Collected data:
● ● ● ● ● ● ●
PR #379, opened 2025-12-30
Gracefully handle gemini rate limits

### LINKED ISSUE #370: Constantly hitting rate limits with Gemini CLI OAuth
When using the Gemini CLI provider I constantly hit failures like this:

```
Error: Retry failed after 3 attempts: Cloud Code Assist API error (429): {
   "error": {
     "code": 429,
     "message": "You have exhausted your capacity on this model. Your quota will reset after 39s.",
     "status": "RESOURCE_EXHAUSTED",
     "details": [
       {
         "@type": "type.googleapis.com/google.rpc.ErrorInfo",
         "reason": "RATE_LIMIT_EXCEEDED",
         "domain": "cloudcode-pa.googleapis.com",
         "metadata": {
           "uiMessage": "true",
           "model": "gemini-2.5-pro"
         }
       }
     ]
   }
 }
```

It looks like this was partially addressed in #157, but likely it requires a more targeted approach. Opencode automatically waits until the rate limit is over with a little progress bar (at least for Claude).

Quotas say there is a 2 requests/second limit: https://docs.cloud.google.com/gemini/docs/quotas, but the official gemini cli doesn't appear to run into this issue. I have a Google AI Pro (2 TB) subscription. The issue reproduces more easily with the gemini 3 pro preview model (likely because it has stricter limits).

Update: sometimes there is also a generic error:

```
Error: Cloud Code Assist API error (429): {
   "error": {
     "code": 429,
     "message": "Resource exhausted. Please try again later. Please refer to https://cloud.google.com/vertex-ai/generative-ai/docs/error-code-429 for more details.",
     "status": "RESOURCE_EXHAUSTED"
   }
 }
```

mrexodia:
Closes #370

### DIFF
--- a/packages/coding-agent/src/core/agent-session.ts
+++ b/packages/coding-agent/src/core/agent-session.ts
@@ -254,6 +254,19 @@ export class AgentSession {
 			// Track assistant message for auto-compaction (checked on agent_end)
 			if (event.message.role === "assistant") {
 				this._lastAssistantMessage = event.message;
+
+				// Reset retry counter on any successful (non-error) assistant response
+				// This ensures the counter doesn't persist across long tool-using sessions
+				const msg = event.message as AssistantMessage;
+				if (msg.stopReason !== "error" && this._retryAttempt > 0) {
+					this._emit({
+						type: "auto_retry_end",
+						success: true,
+						attempt: this._retryAttempt,
+					});
+					this._retryAttempt = 0;
+					this._resolveRetry();
+				}
 			}
 		}
 
--- a/packages/coding-agent/CHANGELOG.md
+++ b/packages/coding-agent/CHANGELOG.md
@@ -216,6 +216,7 @@ Total color count increased from 46 to 50. See [docs/theme.md](docs/theme.md) fo
 - **Compaction error handling**: `generateSummary()` and `generateTurnPrefixSummary()` now throw on LLM errors instead of returning empty strings
 - **Compaction with branched sessions**: Fixed compaction incorrectly including entries from abandoned branches, causing token overflow errors. Compaction now uses `sessionManager.getPath()` to work only on the current branch path, eliminating 80+ lines of duplicate entry collection logic between `prepareCompaction()` and `compact()`
 - **enabledModels glob patterns**: `--models` and `enabledModels` now support glob patterns like `github-copilot/*` or `*sonnet*`. Previously, patterns were only matched literally or via substring search. ([#337](https://github.com/badlogic/pi-mono/issues/337))
+- **Auto-retry counter not resetting in long sessions**: The retry attempt counter now resets after any successful API response, not just at agent completion. Previously, a long-running turn could only tolerate 3 total API failures. ([#370](https://github.com/badlogic/pi-mono/issues/370))
 
 ### Improved
 


packages/coding-agent/src/core/agent-session.ts
```diff
@@ -254,6 +254,19 @@ export class AgentSession {
 			// Track assistant message for auto-compaction (checked on agent_end)
 			if (event.message.role === "assistant") {
 				this._lastAssistantMessage = event.message;
+
+				// Reset retry counter on any successful (non-error) assistant response
```
mrexodia, line 258: I am not sure if this is the right place for this change. I ran into this with gemini which has very bad rate limits and it cannot finish a turn without hitting 3 retries sometimes, which is why I wanted to reset the retryAttempt as soon as there is a successful message.

packages/coding-agent/src/modes/interactive/interactive-mode.ts
```diff
@@ -1013,12 +1013,12 @@ export class InteractiveMode {
...
 				// Show retry indicator
 				this.statusContainer.clear();
-				const delaySeconds = Math.round(event.delayMs / 1000);
+				const retryTime = new Date(Date.now() + event.delayMs).toLocaleTimeString("en-GB");
 				this.retryLoader = new Loader(
 					this.ui,
 					(spinner) => theme.fg("warning", spinner),
 					(text) => theme.fg("muted", text),
-					`Retrying (${event.attempt}/${event.maxAttempts}) in ${delaySeconds}s... (esc to cancel)`,
+					`Retrying (${event.attempt}/${event.maxAttempts}) at ${retryTime} (esc to cancel)`,
```
mrexodia, line 1035: This is a bit nicer UX, because the server might say `Try again in 18h30m15s`, in which case it is more helpful to see `Retrying at 16:55:01` than `Retrying in ABCXYZs`

mrexodia:
Here is a demo of a successful retry:

https://github.com/user-attachments/assets/81125f5c-1cc6-4ff6-beb6-e8113058183d

And showing what happens when you hit the rate limit:

https://github.com/user-attachments/assets/734e2868-6598-4c4a-a8b1-ba6911e07a11

badlogic:
Sorry, haven't gotten to this yet. I believe we need to fix this in the provider implementation instead of special casing in agent-session. I'd like to keep agent-session clean of any provider specific fixes if possible, tho the retries are somewhat borderline anyways. I'll need a bit to go through this.

mrexodia:
Yeah just wanted to shoot it your way. The implementation works so the logic could be moved wherever it fits best 🙂

As an aside, Gemini performs absolutely terrible. I did a little benchmark with GLM vs Opus vs Gemini and Gemini https://github.com/mrexodia/year-progress-gemini. A friend of mine told me they might be degrading the performance for non-official clients and giving worse rate limits, but I did not find real evidence for this other than it just not working well 🤣

badlogic:
No, Gemini is also bad in its official harness(es) :) GLM or MiniMax perform much better (mostly, because they seem to be Claude distills). Also cheaper.

I'll apply the fix to the gemini provider regardless.

badlogic:
Thanks for investigating this! Implemented the retry logic directly in the Gemini CLI provider instead (c.f. the Anthropic SDK which handles retries internally). This keeps all Gemini-specific error parsing in one place rather than in agent-session.

PR #381, opened 2025-12-30
Added /share command

### LINKED ISSUE #380: Add /share for quick sharing
I think it's really cool that you can export HTML but the act of actually serving it up somewhere is still kind of annoying.  But it doesn't have to be because pi could just publish HTML within Gists.  To display that HTML, one could publish a simple script on shittycodingagent.ai or elsewhere which fetches the gist and renders it.

Useful prior art: https://github.com/gistpreview/gistpreview.github.io/

mitsuhiko:
This is the session that implemented this feature: https://gistpreview.github.io/?0cba14eb446b3d306be8899dd615cc73/session.html

This currently cannot be implemented as a custom command because exporting of sessions is not possible from a hook.  It depends on making a session viewer available on shittycodingagent.ai.

image

Fixes #380

### DIFF
--- a/packages/coding-agent/src/core/export-html.ts
+++ b/packages/coding-agent/src/core/export-html.ts
@@ -1373,6 +1373,9 @@ export function exportSessionToHtml(
 	if (!sessionFile) {
 		throw new Error("Cannot export in-memory session to HTML");
 	}
+	if (!existsSync(sessionFile)) {
+		throw new Error("Nothing to export yet - start a conversation first");
+	}
 	const content = readFileSync(sessionFile, "utf8");
 	const data = parseSessionFile(content);
 


packages/coding-agent/src/core/export-html.ts
```diff
@@ -1373,6 +1373,9 @@ export function exportSessionToHtml(
 	if (!sessionFile) {
 		throw new Error("Cannot export in-memory session to HTML");
 	}
+	if (!existsSync(sessionFile)) {
```
mitsuhiko, line 1376: This is a small quality of life improvement that improves the ENOENT error message that did not explain what happened.

badlogic:
Implemented in latest on main.

PR #382, opened 2025-12-31
feat(tui): implement word wrapping in Editor component

nickseelert:
## Summary
Previously, the Editor component used character-level (grapheme-level) wrapping, which broke words mid-character at line boundaries. This created an ugly visual experience when typing or pasting long text.

## Changes
Now the Editor uses word-aware wrapping:
- Wraps at word boundaries when possible
- Falls back to character-level wrapping for tokens wider than the available width (e.g., long URLs)
- Strips leading whitespace at line starts
- Preserves multiple spaces within lines

## Implementation
Added `wordWrapLine()` helper function that tokenizes text into words and whitespace runs, then builds chunks that fit within the specified width while respecting word boundaries.

Also updated `buildVisualLineMap()` to use the same word wrapping logic for consistent cursor navigation.

## Testing
Added tests for:
- Word boundary wrapping
- Leading whitespace stripping
- Long token (URL) character-level fallback
- Multiple space preservation
- Edge cases (empty string, exact fit)

All 81 TUI tests pass.

### DIFF
--- a/packages/tui/CHANGELOG.md
+++ b/packages/tui/CHANGELOG.md
@@ -12,6 +12,7 @@
 ### Changed
 
 - README.md completely rewritten with accurate component documentation, theme interfaces, and examples
+- Editor component now uses word wrapping instead of character-level wrapping for better readability
 
 ### Fixed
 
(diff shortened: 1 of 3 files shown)


badlogic:
I've been meaning to do this since forever. Thank you!

PR #383, opened 2025-12-31
Context engineering: ContextEnvelope + patch ops + deterministic replay

paulbettner:
# Draft PR (single PR) — Context engineering on `session-tree`

> Base: `badlogic/pi-mono:session-tree`
>
> Head: `pb/session-tree-context-engineering-port`

Hey @badlogic and team - as discussed on the earlier closed issue, I had a parallel "advanced context engineering" branch going on at the same time as session-tree, when I saw that you were also building some of the same features. So this PR is me rebasing onto session-tree and then adding back in a few other things from my branch that support more advanced context engineering scenarios.

Please let me know if you have any questions, concerns, requests, etc! Thank you!

## Title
● ● ● ● ● ● ●
Task to complete:
In the entries above, restate word for word the lines between the one holding "Here is a demo" and the one holding "Yeah just wanted", inclusive, and nothing besides.

Solution for this task:
Here is a demo of a successful retry:

https://github.com/user-attachments/assets/81125f5c-1cc6-4ff6-beb6-e8113058183d

And showing what happens when you hit the rate limit:

https://github.com/user-attachments/assets/734e2868-6598-4c4a-a8b1-ba6911e07a11

badlogic:
Sorry, haven't gotten to this yet. I believe we need to fix this in the provider implementation instead of special casing in agent-session. I'd like to keep agent-session clean of any provider specific fixes if possible, tho the retries are somewhat borderline anyways. I'll need a bit to go through this.

mrexodia:
Yeah just wanted to shoot it your way. The implementation works so the logic could be moved wherever it fits best 🙂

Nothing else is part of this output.